Breaking the ‘Jew taboo’
In the week that Jews all over the world sat down to mark their biblical exodus from Egypt, an Egyptian director was struggling for the right to show a film on the 20th century exodus of the country’s Jews.
Despite an attempt to block ‘Jews of Egypt’s release on security grounds, Amir Ramses finally won his battle with the authorities: ‘Jews of Egypt’ went on general release in three cinemas in Cairo and Alexandria on 27 March.
The film took three years to make. Ramses has rightly been acclaimed for bravely tackling a ‘taboo’ subject: the Jews. So poisoned are Egyptians with anti-Jewish hatred that the word Jew is an insult and a provocation. Jews are malevolent, a curse, a cancer, the ‘enemies of Islam’. When informed that Leila Murad, one of Egypt’s most popular film stars in its 1930s heyday, was Jewish, one man in the film instantly loses his enthusiasm for her.
The Jews left their mark in all walks of Egyptian life – contributing to culture and commerce. But with the flight of its minorities, Egypt has become monolithic, dull and impoverished. As the Canadian columnist Mark Steyn puts it: “Islam is king on a field of corpses.”
By leaving no doubt that Egypt’s 80,000 Jews were driven out, Ramses has lifted the lid on another taboo. The Jews did not leave of their own free will, as the official version would have it. Some 20,000 fled in 1948 following internment and sequestration. About 25,000 were brutally expelled after 1956 by Nasser, who took power in a military coup in 1952. The refugees were prohibited from returning. More persecution followed after 1967. For exposing this dark episode of modern Egyptian history to a mass audience, Ramses must be given due credit.
“We are in a very dark place. Egyptian society has become pre-emptively racist. They fear and shun the ‘other’ until proven otherwise,” Ramses told Al-Ahram online.
For Ramses, the near-extinct Jewish community – some 50 Jewish women, almost all married to Christians or Muslims, remain in Egypt – is the vanishing symbol of an earlier age of tolerance and cosmopolitanism, as celebrated in books like Lawrence Durrell’s ‘Alexandria Quartet‘.
But how did the Jews, who had been a part of the Egyptian landscape for 3,000 years, go from partners to enemies? How did they become ‘controversial’?
Zionism was made a crime in 1948. The Jews of Egypt became conflated with Zionists. (But the seeds of xenophobia had already been planted. Discriminatory nationality laws predated the creation of Israel; anti-Jewish disturbances often spilled over against Greeks and Copts.)
However, choosing his interview subjects carefully, Ramses clings to the delusion that if only Judaism could have been distinguished from Zionism, the Jews would not have had to leave. It’s pie in the sky: bigots target the ‘other’ for what he is, not for his views.
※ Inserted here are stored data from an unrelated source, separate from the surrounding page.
PR #11555, opened 2020-03-29
Customise Site Picker for Reblog Action

### LINKED ISSUE #11554: Add reblog functionality to Reader posts: Customise Site Picker for Reblog Action
Master issue #10934

When the reblog action is triggered (either from the post cards in a stream view or from the actions in a reader post detail view) and the user has more than one sites the default Site Picker is triggered.

In that case the unneeded functions should be removed and leave only the back button and the search.

antonis:
Fixes #11554

## Description

Displays only the Search and Back action on the top toolbar when site picker is opened for reblog

The custom sitepicker is show when the reblog action is triggered in the post details or in the post cards stream view.

| Post details action | Stream view action |
| --- | --- |
|detail|list|

### Reblog action on post cards actions in stream view

0. Open the App and Login with a user that has more than one sites
1. Select the Reader tab
4. Verify that the site picker opens
5. Verify that the site picker top toolbar has only the search action
6. Long tap on any list item and verify that no action is triggered

### Reblog action on post details actions

0. Open the App and Login with a user that has more than one sites
1. Select the Reader tab
4. Verify that the site picker opens
5. Verify that the site picker top toolbar has only the search action
6. Long tap on any list item and verify that no action is triggered

### Default site picker without customization

0. Open the App and Login with a user that has more than one sites
1. Press the _Switch Site_ button on the My Sites page
2. Verify that all the actions are displayed in the top toolbar: Search, Add and Edit
3. Long tap on any list item and verify that the list enters edit mode

PR submission checklist:

### DIFF
--- a/WordPress/src/main/java/org/wordpress/android/ui/ActivityLauncher.java
+++ b/WordPress/src/main/java/org/wordpress/android/ui/ActivityLauncher.java
@@ -43,6 +43,7 @@ import org.wordpress.android.ui.history.HistoryDetailContainerFragment;
 import org.wordpress.android.ui.history.HistoryListItem.Revision;
 import org.wordpress.android.ui.main.MeActivity;
 import org.wordpress.android.ui.main.SitePickerActivity;
+import org.wordpress.android.ui.main.SitePickerActivity.SitePickerMode;
 import org.wordpress.android.ui.main.WPMainActivity;
 import org.wordpress.android.ui.media.MediaBrowserActivity;
 import org.wordpress.android.ui.media.MediaBrowserType;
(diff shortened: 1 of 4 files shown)


WordPress/src/main/java/org/wordpress/android/ui/ActivityLauncher.java
```diff
@@ -126,31 +126,34 @@ public static void showMainActivityAndSignupEpilogue(Activity activity, String n
      * @param site     the preselected site
      */
     public static void showSitePickerForResult(Activity activity, SiteModel site) {
-        Intent intent = createSitePickerIntent(activity, site);
+        Intent intent = createSitePickerIntent(activity, site, false);
```
develric, line 129: Even if we have currently only a 2 state discrimination here I would maybe use an enum (like `SitePickerMode`). Wdyt?

antonis: You are right Riccardo, this will make the code more clear. I fixed it with 54adab18f52343bd8a095ad6b35565d2ed5976ef

antonis:
Tank you @develric. I can investigate further the site picker issue

PR #11556, opened 2020-03-30
Feature/support multiple auth headers in gb

khaykov:
This PR addresses changes in GB side to allow multiple headers to be passed to editor's `OkHttpHeaderInterceptor.

GB sitde changes are [here](https://github.com/wordpress-mobile/gutenberg-mobile/pull/2080).

To test:
- Using a private site, navigate to post that contains an image using GB or Aztec.
- Notice that the image is correctly loaded.

PR submission checklist:


libs/editor/WordPressEditor/src/main/java/org/wordpress/android/editor/AztecEditorFragment.java
```diff
@@ -147,6 +147,8 @@ public AztecLoggingException(Throwable originalException) {
     private static final String TEMP_VIDEO_UPLOADING_CLASS = "data-temp-aztec-video";
     private static final String GUTENBERG_BLOCK_START = "<!-- wp:";
 
+    private static final String AUTHORIZATION_HEADER_NAME = "Authorization";
```
mchowning, line 150: Would it make sense to reuse the `AUTHORIZATION_HEADER_NAME` from `AuthenticationUtils` here instead of declaring a new variable?

WordPress/src/main/java/org/wordpress/android/ui/posts/EditPostActivity.java
```diff
@@ -2663,14 +2664,15 @@ public void onVideoPressInfoRequested(final String videoId) {
...
-        String authHeader = "";
+    public Map<String, String> onAuthHeaderRequested(String url) {
+        Map<String, String> authHeaders = new HashMap<>();
+
         String token = mAccountStore.getAccessToken();
         if (mSite.isPrivate() && WPUrlUtils.safeToAddWordPressComAuthToken(url)
             && !TextUtils.isEmpty(token)) {
-            authHeader = "Bearer " + token;
+            authHeaders.put(AuthenticationUtils.AUTHORIZATION_HEADER_NAME, "Bearer " + token);
         }
```
mchowning, line 2674: In `AuthenticationUtils` when `safeToAddWordPressComAuthToken` is `false` we try to use HTTP auth credentials, and it's not clear to me why we don't do that here. Similarly, we're checking `mSite.isPrivate()` here, but we don't check that in the `AuthenticationUtils`. 

I know this isn't anything you changed, I'm just curious if you know why there's the difference. If you do know why there is the difference, it might even be useful to move this logic into a method in `AuthenticationUtils` with some explanation about why the two methods are different. This is not anything that needs to block this PR.

mchowning:
I think this looks good @khaykov . 👍 I just had a couple of small comments, and they may not even require any changes. It's not clear to me why we're making this change though, would you mind leaving a comment just explaining the motivation behind why we're making this change?

libs/editor/WordPressEditor/src/main/java/org/wordpress/android/editor/AztecEditorFragment.java
khaykov: Yes, but `AztecEditorFragment` is part of the Editor submodule, so It has no access to `AuthenticationUtils`. This is not super elegant, but my understanding is that we slowly but surely switch towards block editor, so I decided not to add any new logic related to it. But maybe there is some simple way to fix it, that I'm missing?

WordPress/src/main/java/org/wordpress/android/ui/posts/EditPostActivity.java
khaykov: I'm not 100% sure about the difference there, but as far as I'm aware, `AuthenticationUtils` is mostly used with image loading, and requests that actually get to it are subject to `isPrivate()` check since it's related to Photon/https (I have only surface level of knowledge there).

I'm not sure why we are not using HTTP auth credentials in the block editor, but since it's not broken I would rather not touch it :)

khaykov:
@mchowning Thanks for taking a look at this one! I'm doing it so we can add an extra header for the upcoming private Atomic sites support. A cookie is used there to retrieve private media, but in an unorthodox way (same as a token, without using Set-Cookie header, so we can't use a cookie jar).

WordPress/src/main/java/org/wordpress/android/ui/posts/EditPostActivity.java
mchowning: > I'm not sure why we are not using HTTP auth credentials in the block editor, but since it's not broken I would rather not touch it :)

I think that makes sense. Obviously it would be nice to figure out the cause of the inconsistency, but I don't think it's something we have to do now.

libs/editor/WordPressEditor/src/main/java/org/wordpress/android/editor/AztecEditorFragment.java
mchowning: > Yes, but `AztecEditorFragment` is part of the Editor submodule, so It has no access to `AuthenticationUtils`. 

Right, I forgot about that minor detail. 🤦‍♂

mchowning:
Just a reminder that we need to update the gutenberg-mobile submodule ref now that the GB-side changes have been merged.

khaykov:
Updated the GB reference 👍

mchowning:
Double checked with the update, and everything is working great!

PR #11573, opened 2020-04-01
Issue/11152 add horizontal recycler view on preview screen

### LINKED ISSUE #11152: Show all images in a horizontal recycler view on the Hub
Goal of this task is to add support for showing thumbnails of multiple local images on the Hub.

- [x] Introduce horizontal RecyclerView below the ImageView and load thumbnails of all the  images
- [x] Make the items clickable and load the selected image into the main ImageView

It should look similarly to the following design. The "Edit, Insert, Cancel" actions will be added as part of a different task. Goal of this task is to only show all the images in a recycler view.
Screenshot 2020-01-23 at 18 50 54

ashiagr:
Partially fixes #11152

This PR just

- introduces horizontal `RecyclerView` below the  preview `ImageView`
- attempts to load thumbnails from a dummy data list using [ListAdapter](https://developer.android.com/reference/kotlin/androidx/recyclerview/widget/ListAdapter) so that we don’t have to fully implement [DiffUtil](https://developer.android.com/reference/android/support/v7/util/DiffUtil.html) or call [notifyDataSetChanged](https://developer.android.com/reference/android/support/v7/widget/RecyclerView.Adapter.html#notifyDataSetChanged()):

    > If you are writing an adapter it will always be more efficient to use the more specific change events if you can. Rely on notifyDataSetChanged() as a last resort.

thumbnails

P.S.
- Dummy data will be replaced with actual data from custom image picker later (along with changes to any method signatures and any logic that depends on number of images) 
- Temporarily commented: navigate to next screen 
- Click action to be fully added in another PR (there's a commented `onThumbnailClick` method just to see `ListAdapter` refresh animations)
- Trying to use one common `UiState` in another PR #11574. Not very sure if this is how we should do it.

PR submission checklist:


ashiagr:
Closing in favor of #11608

One can understand Ramses’s survival strategy as a film-maker operating in post-Arab Spring Egypt where artistic expression is a fragile flower, easily crushed by the powers-that-be. To escape being tarred with the Zionist brush – he has already been accused of ‘normalisation’ with Israel – his film avoids altogether the 37,000 Egyptian Jews who fled to Israel. From what the trailer tells us, apart from the few timorous Jews still in Egypt whom he persuades to talk on camera, Ramses homes in on Jews in Paris or Switzerland. The assassinated communist leader Henri Curiel exerts a particular fascination for Ramses, who interviews his son Alain Gresh. Ramses’s subjects seem more than happy to wallow in nostalgia and declare their undying loyalty to Egypt, although they are hardly representative of the community as a whole.
Nevertheless, the film appears to be a milestone. Like Ramses himself, the Egyptian audiences who packed the cinemas for the premiere of ‘Jews of Egypt’ are searching for the missing parts of their mutilated identity. And anything that bucks the official trend of dehumanisation and demonisation of Jews must be a good thing.